▶ **Data extracts**
□ □ □

Issue #1196, opened 2016-01-15
Custom value formatter for v3 via MsgUtils


et1975:
I'm trying to implement custom value formatting for fsprojects/FsUnit#82 and looking at MsgUtils that seems to be the place to get it working for all constraints.
I'd like to be able to inject a custom formatter that, if present, would be invoked from FormatValue(); something like:
```
    public static Func<object,string> CustomValueFormatter;
``` 

Edit: just noticed MsgUtils is internal... looking for alternatives then.

rprouse:
Just because MsgUtils is internal doesn't mean we couldn't provide a method for you to inject a formatter. Can you explain more about how you would want to reformat messages and why it is needed for FsUnit?

One thing that you need to be aware of is that NUnit needs to compile back to .NET 2.0, so you won't be able to use a Func, but will need to create a new delegate.

I am tagging this as an idea for discussion and design.

et1975:
F# has a few types (records, tuples, discriminated unions) that from .NET perspective are just objects. These types however have nice support when F#'s own [printf mudule functions](https://msdn.microsoft.com/en-us/library/ee370560.aspx) are used to format the values.

So, for example, asserting the equality of two records of type MyRecord (all of the above mentioned types are equattable in F#, btw) with default .NET formatting will tell me something like "[MyRecord] is not equal to [MyRecord]", while formatted with printf will be a lot more informative: "{field1:10} is not equal to {field1:20}".

In general though, you'd be able to address large group of "this format is not to my liking" scenarios, like #1004 with a pluggable formatter.

rprouse:
That sounds reasonable. I would accept a pull request for that, but first I would like to get an idea on how you would propose adding this. I am changing the milestone to backlog and the status to design.

Instead of a Func/delegate what about an interface for a custom formatter with a format method and a property or method that specifies the `Type` that the formatter handles? End users could implement the interface and pass the `Type` to NUnit which would instantiate it and call it where needed. This type could be passed in an assembly attribute or NUnit could also find all implementations of the interface when it explores the tests.

Another option could be an assembly attribute that takes a delegate and a .NET type that the delegate should format.

CharliePoole:
@rprouse Alternatively, we could leave the feature out of the .NET 2.0 build.

et1975:
I'd argue that interface+supported types would be great for introspection and dynamic lookup, but also an overkill for the use case.

[...]

PR #1198, opened 2016-01-15
#1196 pluggable value formatter

et1975:
+ Converted existing formatters

The order of registration maintains backwards compatibility with existing behavior: the last registered takes precedence.

### DIFF
--- a/src/NUnitFramework/framework/Constraints/MsgUtils.cs
+++ b/src/NUnitFramework/framework/Constraints/MsgUtils.cs
@@ -29,9 +29,24 @@ using System.Globalization;
 namespace NUnit.Framework.Constraints
 {
     /// <summary>
+    /// Custom value formatter function
+    /// </summary>
+    /// <param name="val">The value</param>
+    /// <returns></returns>
+    public delegate string ValueFormatter(object val);
+
+    /// <summary>
+    /// Custom value formatter factory function
+    /// </summary>
+    /// <param name="next">The next formatter function</param>
+    /// <returns>ValueFormatter</returns>
+    /// <remarks>If the given formatter is unable to handle a certain format, it must call the next formatter in the chain</remarks>
+    public delegate ValueFormatter ValueFormatterFactory(ValueFormatter next);
+
+    /// <summary>
     /// Static methods used in creating messages
     /// </summary>
-    internal static class MsgUtils
+    public static class MsgUtils
     {
         /// <summary>
         /// Static string used when strings are clipped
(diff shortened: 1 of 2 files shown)


rprouse:
Nice, that was quick :+1: 

Looks good on a quick scan. I am just heading out skiing for the weekend. I will take a closer look on weekend if I can, or Monday at the latest. Thanks.

CharliePoole:
I ran all the tests, including Compact Framework, and it works fine.

I like the general idea of replacing our series of if statements with a chain of functions, with each factory responsible for knowing what it is capable of handling. I like the generality of a predicate as opposed to only testing for Type.

I also like the idea of allowing users to add their own formatters to the top of t he chain. However, I don't like that the head of the chain is a static. It's OK that our internal MsgUtils is static, but if users add something, then I'd prefer that new head to have some sort of scope. More comments to follow inline.

src/NUnitFramework/framework/Constraints/MsgUtils.cs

□ □ □

▶ **Task objective**
Return the material in full, exactly as shown.

▶ **Response area**
Issue #1196, opened 2016-01-15
Custom value formatter for v3 via MsgUtils


et1975:
I'm trying to implement custom value formatting for fsprojects/FsUnit#82 and looking at MsgUtils that seems to be the place to get it working for all constraints.
I'd like to be able to inject a custom formatter that, if present, would be invoked from FormatValue(); something like:
```
    public static Func<object,string> CustomValueFormatter;
``` 

Edit: just noticed MsgUtils is internal... looking for alternatives then.

rprouse:
Just because MsgUtils is internal doesn't mean we couldn't provide a method for you to inject a formatter. Can you explain more about how you would want to reformat messages and why it is needed for FsUnit?

One thing that you need to be aware of is that NUnit needs to compile back to .NET 2.0, so you won't be able to use a Func, but will need to create a new delegate.

I am tagging this as an idea for discussion and design.

et1975:
F# has a few types (records, tuples, discriminated unions) that from .NET perspective are just objects. These types however have nice support when F#'s own [printf mudule functions](https://msdn.microsoft.com/en-us/library/ee370560.aspx) are used to format the values.

So, for example, asserting the equality of two records of type MyRecord (all of the above mentioned types are equattable in F#, btw) with default .NET formatting will tell me something like "[MyRecord] is not equal to [MyRecord]", while formatted with printf will be a lot more informative: "{field1:10} is not equal to {field1:20}".

In general though, you'd be able to address large group of "this format is not to my liking" scenarios, like #1004 with a pluggable formatter.

rprouse:
That sounds reasonable. I would accept a pull request for that, but first I would like to get an idea on how you would propose adding this. I am changing the milestone to backlog and the status to design.

Instead of a Func/delegate what about an interface for a custom formatter with a format method and a property or method that specifies the `Type` that the formatter handles? End users could implement the interface and pass the `Type` to NUnit which would instantiate it and call it where needed. This type could be passed in an assembly attribute or NUnit could also find all implementations of the interface when it explores the tests.

Another option could be an assembly attribute that takes a delegate and a .NET type that the delegate should format.

CharliePoole:
@rprouse Alternatively, we could leave the feature out of the .NET 2.0 build.

et1975:
I'd argue that interface+supported types would be great for introspection and dynamic lookup, but also an overkill for the use case.

[...]

PR #1198, opened 2016-01-15
#1196 pluggable value formatter

et1975:
+ Converted existing formatters

The order of registration maintains backwards compatibility with existing behavior: the last registered takes precedence.

### DIFF
--- a/src/NUnitFramework/framework/Constraints/MsgUtils.cs
+++ b/src/NUnitFramework/framework/Constraints/MsgUtils.cs
@@ -29,9 +29,24 @@ using System.Globalization;
 namespace NUnit.Framework.Constraints
 {
     /// <summary>
+    /// Custom value formatter function
+    /// </summary>
+    /// <param name="val">The value</param>
+    /// <returns></returns>
+    public delegate string ValueFormatter(object val);
+
+    /// <summary>
+    /// Custom value formatter factory function
+    /// </summary>
+    /// <param name="next">The next formatter function</param>
+    /// <returns>ValueFormatter</returns>
+    /// <remarks>If the given formatter is unable to handle a certain format, it must call the next formatter in the chain</remarks>
+    public delegate ValueFormatter ValueFormatterFactory(ValueFormatter next);
+
+    /// <summary>
     /// Static methods used in creating messages
     /// </summary>
-    internal static class MsgUtils
+    public static class MsgUtils
     {
         /// <summary>
         /// Static string used when strings are clipped
(diff shortened: 1 of 2 files shown)


rprouse:
Nice, that was quick :+1: 

Looks good on a quick scan. I am just heading out skiing for the weekend. I will take a closer look on weekend if I can, or Monday at the latest. Thanks.

CharliePoole:
I ran all the tests, including Compact Framework, and it works fine.

I like the general idea of replacing our series of if statements with a chain of functions, with each factory responsible for knowing what it is capable of handling. I like the generality of a predicate as opposed to only testing for Type.

I also like the idea of allowing users to add their own formatters to the top of t he chain. However, I don't like that the head of the chain is a static. It's OK that our internal MsgUtils is static, but if users add something, then I'd prefer that new head to have some sort of scope. More comments to follow inline.

src/NUnitFramework/framework/Constraints/MsgUtils.cs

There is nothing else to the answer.